Required action: Please give again, word for word, each line that falls between the line with "and file mountpoints" and the end of the data, inclusive.

Material for this exercise:
PR #341, opened 2023-08-30
fix: Fix `search_latest` on `write` and file mountpoints

matheus23:
This fixes two bugs reported by @icidasset:
- We don't respect the `search_latest` parameter during calls like `write` or `mkdir` for the root directory.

Output below:
fix: Fix `search_latest` on `write` and file mountpoints

matheus23:
This fixes two bugs reported by @icidasset:
- We don't respect the `search_latest` parameter during calls like `write` or `mkdir` for the root directory.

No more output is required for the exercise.